I think the last thing was the Governor of Texas telling the Federal Government that they’re not getting their hands on the Texas National guard, and dozens of other governors (all Republicans to now, but maybe a few Democrats have joined the rebellion) with him. It sounded like Texans are fed up enough to go off and establish their own independent republic.
You did know from your exposure to American history at all levels of education in our country that Texas was an independent republic for nine years, didn’t you? Here’s a snippet from the Britannica online: Texas Revolution, war fought from October 1835 to April 1836 between Mexico and Texas colonists that resulted in Texas’s independence from Mexico and the founding of the Republic of Texas (1836–45).
You can read a lot more online these days, or perhaps did at one time in your education in a textbook you may have been assigned sometime between the fourth grade and college. Who knows what they may have taught you in the world of “diversity, equity, and inclusion” (DEI) that rules and reigns in today’s schools and colleges.
But, let’s leave DEI aside for the moment.
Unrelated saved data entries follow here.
Issue #94, opened 2016-08-16
Support Events API


dougnukem:
Slack announced a new Events API which provides similiar functionality to the Real-time message API (RTM) but with a simpler webhook interface.
- https://api.slack.com/events-api
- https://api.slack.com/faq#events_api

james-lawrence:
will review/accept PRs for this.

high level requirements:
- don't implement the handler, that is application dependent.
- do implement the data structures and utility functions to reduce the http handler to a few lines.

james-lawrence:
closing as we have basic support.

PR #283, opened 2018-03-21
Add Events API helper middleware

JackWink:
Hey there! We're currently using the slack library in our project, but had a need to use the Events API as well. I'm trying to contribute back some middleware we developed to get the Event API up and running.

I saw this was requested in #94, and unfortunately I don't have time to write parsers for all the event structures right now, I'm hoping that this middleware is general enough to provide as a starting point for future work.

Commit Message:
In order to use slack's Events API, your webhook must respond to a challenge request from Slack. This commit adds middleware that will look for Slack's challenge request and responds. Any other valid JSON request is forwarded to the user's handler for parsing.

### DIFF
--- a/README.md
+++ b/README.md
@@ -76,6 +76,11 @@ func main() {
 
 See https://github.com/nlopes/slack/blob/master/examples/websocket/websocket.go
 
+## Events API
+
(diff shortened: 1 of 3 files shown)


JackWink:
doesn't seem like there is intent to ever pull this in

PR #291, opened 2018-04-02
improvements to ephemeral messaging

james-lawrence:
puts it inline with the SendMessage API.

also starting to lay the ground work for the send message api to support response URLs from things like slash commands.


dvdplm:
lgtm

PR #293, opened 2018-04-05
Events API support

ACollectionOfAtoms:
Here's another attempt at https://github.com/nlopes/slack/issues/94 (I started on this work before I realized https://github.com/nlopes/slack/pull/283 was open /shrug)

I'll be honest I'm still learning Go! But I needed the Events API capability for a project and so thought I would share my work. 

Would GREATLY appreciate feedback (because you know, still learning Go). 

I tried to keep the API as similar as possible to parsing RTM events. 

@james-lawrence when you said in #94 :
> - don't implement the handler, that is application dependent.
> - do implement the data structures and utility functions to reduce the http handler to a few lines.

I'm pretty sure I got the "don't implement the handler" part but not so sure about the second bullet point.

Anyway there is an [EXAMPLE](https://github.com/nlopes/slack/compare/master...ACollectionOfAtoms:events-api?expand=1#diff-70197fda1fff6e1e38fedb4fb8f269faR15)

I'm very open to refactoring as needed (as it's a Go-learning experience for me) and of course if this PR isn't up to snuff that's cool with me too; still would appreciate feedback.


james-lawrence:
will review next weekend. sorry for the delay.

pa3ng:
+1

kneal:
+1

james-lawrence:
sorry guys, been busy havent had time to think about this one. =(

events.go
```diff
@@ -0,0 +1,182 @@
...
+		e.Type,
+		e,
+		EventsAPIInnerEvent{iE.Type, recvEvent},
+	}, nil
+}
+
+// ParseEventsAPIEvent parses the outter and inner events (if applicable) of an events
+// api event returning a EventsAPIEvent type. If the event is a url_verification event,
+// the inner event is empty.
+func (api *Client) ParseEventsAPIEvent(rawEvent json.RawMessage) (EventsAPIEvent, error) {
```
james-lawrence: this doesn't need to be attached to the client. i'd just remove the debug as it'll return an error in that case.

I'd also make a custom error type for the events API to have the metadata in a structured format and for the `Error() string` method just return whatever slack claims the error is unaltered.

events_test.go
```diff
@@ -0,0 +1,114 @@
...
+	"fmt"
+	"testing"
+)
+
+var c = New("my-token")
+
+func TestParserOuterCallBackEvent(t *testing.T) {
+	eventsAPIRawCallbackEvent := `
+			{
+				"token": "XXYYZZ",
```
james-lawrence: this is the verification token correct? how do we validate these events against the token?

james-lawrence (commented):
Overall looks good.

because this is the first pass at an events API.
I'm thinking of punting into its own package if possible with a weaker promise of API stability. thoughts on this?

would give us more time over here to see how people react to the API without having to be as concerned about maintaining compatibility. but at the same time let people use whats available.

thinking to put it in a `slackevents` package will also have the side benefit of reading better.

events_test.go
JackWink: I believe these are just shared secrets. Curious if you'd be open to allowing http middleware to do the validation of these and the webhook URL validation. The approach I took in #283 could be complimentary to this PR and do the validation? If you'd rather leave it entirely to the user then I think it's just a string comparison** to verify.

** [Time Independent/Secure comparison](https://golang.org/pkg/crypto/subtle/#ConstantTimeCompare)

ACollectionOfAtoms: Hm, might be missing that part @james-lawrence and also thanks @JackWink for the pointers. 

Will re-read some of the Slack docs to ensure correct usage!

ACollectionOfAtoms:
@james-lawrence I think a separate package makes a lot of sense. Also I'm all for mentioning the Events API is a continued WIP in the readme or something like that. 

Will address PR comments along with creating a `slackevents` package ASAP. 

Oh and I wouldn't mind addressing any future Events API related issues if/when this gets merged.

events_test.go
james-lawrence: doing middleware means parsing the json mutliple times, I was mainly pointing out that a function should be included to do a basic comparison so people don't have to write the 4-6 lines themselves =)

examples/events/events.go
```diff
@@ -0,0 +1,45 @@
...
+			}
+			w.Header().Set("Content-Type", "text")
+			w.Write([]byte(r.Challenge))
+		}
+		if eventsAPIEvent.Type == slack.CallbackEvent {
+			postParams := slack.PostMessageParameters{}
+			innerEvent := eventsAPIEvent.InnerEvent
+			switch ev := innerEvent.Data.(type) {
+			case *slack.AppMentionEvent:
+				api.PostMessage(ev.Channel, "Yes, hello.", postParams)
```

What attracted my attention to Texas once again in my career as an historian was the city of Matamoros in northern Mexico, just across the Rio Grande River from the Texas city of Brownsville.
Let’s jump to the lesson for today. Matamoros translates as “kill Moors,” and it would be, accordingly, the City of KillMoors in English.
Kill Moors? What in the world are we writing about? What’s a Moor? It’s a Spanish word for a Muslim, or Islamicist, someone worshipping the prophet Muhammad who has embraced Islam as their faith, their religion.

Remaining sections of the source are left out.